It still appears that higher tortilla prices are the main driver for lower pork exports, but another factor may be weighing on U.S. shipments. Fiona Boal of Rabo International pointed out to me this week that Rabobank representatives in Mexico report that Mexican producers have been reducing the size of their herds due to higher feed costs. Those reductions have put more product on the Mexican market, driving down prices and reducing the need for U.S. product. This reduction is likely to wane as hog numbers reach more optimal levels and feed costs fall in light of a larger expected U.S. corn crop. Both of those may help exports later this year but will probably not drive shipments to Mexico up on a year-over-year basis by year's end.

Year-to-date shipments through May were also lower to Russia (-26%) and Taiwan (-42%). Japan has purchased 10% more pork this year while 3% more U.S. pork has been shipped to Canada. Both China and Hong Kong (still kept separate in USDA accounts) have purchased 38% more U.S. pork this year.

China has purchased 19.442 thousand metric tons (21,431 tons) as of May 2007. If the rumors are true, China will buy two to three times that much in the near future. That would be a large shot in the arm indeed -- if the United States and China can solve this week's troubles over ractopamine and alleged food safety issues. I find it almost laughable that China would throw such a fit over food safety given the nature of the country's food system. But this spat is as much about melamine (and our negative but true statements about adulterated feed ingredients) as it is about ractopamine.

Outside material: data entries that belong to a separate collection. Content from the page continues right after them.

PR #2568, opened 2023-05-08
Remove mentions to `.egg` and stop producing them from `kedro package`

astrojuanlu:
## Description
Fix gh-2273.

~~In addition, I fixed some low-hanging fruit for gh-2414, but found some complex issues along the way (gh-2542, gh-2567) so I didn't go any further. On the other hand, the `micropkg` workflow is somewhat self-contained and is not affected by how starters look, so it can be refactored separately.~~ Reverted, see below.

## Development notes
Added https://pypi.org/project/build/ as runtime dependency.

Even though _in principle_ we should be ready to move forward with gh-2350, just to avoid any issues I think it will be better to wait until https://github.com/kedro-org/kedro/milestone/36 is complete.

## Checklist

- [x] Read the [contributing](https://github.com/kedro-org/kedro/blob/main/CONTRIBUTING.md) guidelines
- [x] Opened this PR as a 'Draft Pull Request' if it is work-in-progress
- [x] Updated the documentation to reflect the code changes
- [x] Added a description of this change in the [`RELEASE.md`](https://github.com/kedro-org/kedro/blob/main/RELEASE.md) file
- [ ] Added tests to cover my changes

PR #2375, opened 2023-03-01
Use `fsspec` in `OmegaConfigLoader` to read config from compressed file

merelcht:
## Description
Solves part of: [Add support to read Kedro config from a zip/tar.gz file#2146](https://github.com/kedro-org/kedro/issues/2146)

This PR introduces the reading of config from `zip` and `tar.gz` files for the `OmegaConfigLoader`. One or more PRs will follow to add the functionality to the `ConfigLoader` and `TemplatedConfigLoader` as well. 

## Development notes 🏗

After a lot of trial and error it turned out that `fsspec` does allow reading both zip and tar.gz for all the config loaders. The only requirement is that the latest version of `fsspec` should be used in which they solved an issue with tar thread safety (https://filesystem-spec.readthedocs.io/en/latest/changelog.html#id1). 

**Notes on testing 🧪**
- I tested the functionality manually by creating a tar file using: `tar --exclude=local/*.yml -czf tar_conf.tar.gz --directory="/Users/merel_theisen/Projects/Testing/iris-omega" conf` where `iris-omega` is a Kedro project based on the pandas-iris starter. And then doing `kedro run --conf-source tar_conf.tar.gz` and similarly for zip by running: `zip -r zip_conf.zip conf` from my project and then `kedro run --conf-source zip_conf.zip`
- I intend to add end to end tests when all config loaders have this reading functionality and when [Package config as a tar.gz#2212](https://github.com/kedro-org/kedro/issues/2212) is also completed. 

## Checklist

- [ ] Read the [contributing](https://github.com/kedro-org/kedro/blob/main/CONTRIBUTING.md) guidelines
- [ ] Opened this PR as a 'Draft Pull Request' if it is work-in-progress
- [x] Updated the documentation to reflect the code changes
- [x] Added a description of this change in the [`RELEASE.md`](https://github.com/kedro-org/kedro/blob/main/RELEASE.md) file
- [x] Added tests to cover my changes

PR #2816, opened 2023-07-18
Pin `pip<23.2` and skip one micropkg test to unblock CI from breaking changes

noklam:
## Description

Partly fix #2813 
## Development notes

- bump version of pytest-xdist
- change --numprocess 4 -> -n logical, let pytest-xdist to figure out how many cores can be used. See the documentations https://pytest-xdist.readthedocs.io/en/latest/distribution.html?highlight=numprocess#running-tests-across-multiple-cpus
- version from 2.2.1 -> 3.3.1 (not bound) - [Changelog](https://pytest-xdist.readthedocs.io/en/latest/changelog.html)
## Checklist

It could be `psutils` or `pytest-xdist`, root cause unclear.


RELEASE.md
```diff
@@ -16,6 +16,7 @@
 
 ## Bug fixes and other changes
 * Consolidated dependencies and optional dependencies in `pyproject.toml`.
+* Pin `pip<23.2` due to a breaking change. See https://github.com/kedro-org/kedro/pull/2813
```
astrojuanlu, line 19: Hopefully we will not have to release Kedro like this 😢 

Also, notice that we only changed the CI requirements, Kedro `pyproject.toml` is intact

noklam:
https://app.circleci.com/pipelines/github/kedro-org/kedro/24640/workflows/2ca3adec-dbbf-45f7-a9a3-0133ee7bc981/jobs/284236

Interesting, it seems that our window test didn't run this step "Install pip setuptools" at all.

astrojuanlu:
Weird, there's still a stack overflow on Windows. We'll have to look more closely.

noklam:
I suspect it is still pip issue but I can confirm later.

noklam:
Noted Window tests are failing in different way.

Python 3.7 fails with 1 specific test
> FAILED 
> tests/framework/cli/micropkg/test_micropkg_package.py::TestMicropkgPackageCommand::test_package_micropkg

Python >3.7 fails with StackOverflow and pytest just panic.

noklam:
image
On my laptop everything passed even with pip==23.2

noklam:
Good sign that win e2e test are passing, I bumped the pytest-xdist which is very old and only support pytest<=3.9

noklam:
only win_unit_test 3.7 is failing now. https://app.circleci.com/pipelines/github/kedro-org/kedro/24745/workflows/d07eff5f-f9a7-4537-b812-f47450a7f7ca/jobs/285418

I will try to make it run sequentially now.

noklam:
Temporarily for 3.7 tests run in sequential.

astrojuanlu:
Good insight @noklam. Does it happen if only the offending tests are run? e.g. doing `pytest -k micropkg`.

noklam:
I'll open a separate PR as I want to keep this CI job running.

noklam:
CI still failed - https://github.com/kedro-org/kedro/pull/2828

merelcht:
@noklam So it's just the windows unit tests on 3.7 failing? If you feel like it's sensible, should we just change this check to not be mandatory?

noklam:
Ok, looking into the details of the test and it's failing in Window only, it reminds me of an issue when we work on the `conf_source` feature it also create some bugs in Window. I wonder if [this](https://github.com/kedro-org/kedro/pull/2375#pullrequestreview-1324484262) is related. I remember the tar/zip file is acting weird on Window Py37

```
        with tarfile.open(sdist_file, "r") as tar:
            sdist_contents = set(tar.getnames())
```

noklam:
* Suppress few more test Win Python 3.7 test_micropkg_packge.py - `TestMicropkgPackageCommand::test_micropkg_package_same_name_as_package_name`
* Recover a passing test from last week - pin the exact version for python 3.7

AhdraMeraliQB:
> It may be related to these lines that file handler are not closed properly and blocked other process?
> 
> ```
>         with tarfile.open(sdist_file, "r") as tar:
>             sdist_contents = set(tar.getnames())
> ```

Just a note that the `with` context should be automatically closing the files after the lines are run

noklam:
The issue seems to be slightly random, Win 3.7 consistently fail, while the 3.8, 3.9 fails occasionally.

- This fails in 3.7, 3.8, 3.9 [cc3c6a9](https://github.com/kedro-org/kedro/pull/2816/commits/cc3c6a9ed3e97d089c90a7517c0f38a13244ef13)
- It was only failing in Win 3.7 [27fcd1a](https://github.com/kedro-org/kedro/pull/2816/commits/27fcd1a6029d3376efe93df5f02db7f6902ae00f)
- Now it fails for Win 3.8 too - [46a34e4](https://github.com/kedro-org/kedro/pull/2816/commits/46a34e40ad5ea7cbb249369a39f4792cb70e34fb)

AhdraMeraliQB:
Looks like all 3.8 and 3.9 fails are a result of the node crashing and the process timing out, not any particular tests failing. I would expect that on a re-run or with raising the time allowance they would pass more consistently. However this does not address the node crashing (looks like a seg fault) or 3.7's error

noklam:
> Just a note that the with context should be automatically closing the files after the lines are run

@AhdraMeraliQB This is probably true. I only say that because when I was working on reading the compressed config `.tar.gz`, I recall there was similar issue with Window. However that is because of an implementation issue with `fsspec`, in this case it is pure `tarfile` which is Python Standard Library and I don't expect it to be buggy.

AhdraMeraliQB:
Could be the case, after playing around, the file permissions conflict is arising from the lines 
```
result = CliRunner().invoke(
            fake_project_cli, ["pipeline", "create", pipeline_name], obj=fake_metadata
        )
```
My guess at the moment is that several tests are trying to `kedro pipeline create` the same modular pipeline simultaneously. Unsure why it has only started failing _now_, an intermediate fix could be to specify that these should not be run in parallel (essentially calling pytest twice, parallel for those unmarked, and sequentially for anything marked as such). It is puzzling that it's only just arisen 🤔

astrojuanlu:
Wait, that looks familiar: https://github.com/kedro-org/kedro/pull/2568#issuecomment-1539949117

This is my attempt at a diagnose then: https://github.com/kedro-org/kedro/pull/2568#issuecomment-1543546691

Essentially, it seemed like not all the tests were getting their own temporary directory, and under some circumstances this seems to fail. Maybe it's the same problem?

I was not able to fix it back then, I just sidestepped it or reverted the changes.

noklam:
I suspect is our custom fixture which creates problem, so I use pytest fixture but the problem remains. [51986d5](https://github.com/kedro-org/kedro/pull/2816/commits/51986d557f3c18c75ce18bd12c18288021a04cbd)

astrojuanlu:
If I understand correctly, there are two issues:

(1) Incompatibility between latest pip-tools and latest pip on Python 3.7. This is because pip-tools 7 dropped support for Python 3.7, and latest pip-tools 6.* is incompatible with latest pip. I managed to fix that issue with this diff:

```diff
diff --git a/features/environment.py b/features/environment.py
index 218ff097..671bee01 100644
--- a/features/environment.py
+++ b/features/environment.py
@@ -103,7 +103,9 @@ def _setup_minimal_env(context):
             "pip",
             "install",
             "-U",
-            "pip>=21.2",
+            # pip==23.2 breaks pip-tools<7.0, and pip-tools>=7.0 does not support Python 3.7
+            "pip>=21.2,<23.2; python_version < '3.8'",
+            "pip>=21.2; python_version >= '3.8'",
             "setuptools>=65.5.1",
             "wheel",
         ],
diff --git a/pyproject.toml b/pyproject.toml
index ae5fc961..50bf4a84 100644
--- a/pyproject.toml
+++ b/pyproject.toml
@@ -28,7 +28,7 @@ dependencies = [
     "more_itertools~=9.0",
     "omegaconf~=2.3",
     "parse~=1.19.0",
-    "pip-tools~=6.5",
+    "pip-tools>=6.5,<8",
     "pluggy~=1.0",
     "PyYAML>=4.2, <7.0",
     "rich>=12.0, <14.0",
```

The good side of the export news is that the value of exports is still higher this year. Just over $1.086 billion of U.S. pork was exported during January-May, a 6.1% increase over a year ago (see Figure 2).

Exports to China Drive Futures Rally
The rumors of significant exports to China and last week's slaughter run that was just barely larger than one year ago helped continue the increase in Chicago Mercantile Exchange (CME) Lean Hogs futures this week. Contracts for October, December, February, June and July all hit contract life highs yesterday, while April and May 2008 are within $1 of their contract life high. The eight futures contracts that cover the next 12 months averaged $73.66 carcass ($55.25 live) at Thursday's close.

The rally of the past two weeks has added $10 to $15 to the value of every hog. The rally shows no technical signs of being over, so there may be more to come, especially if we see some actual shipments to China.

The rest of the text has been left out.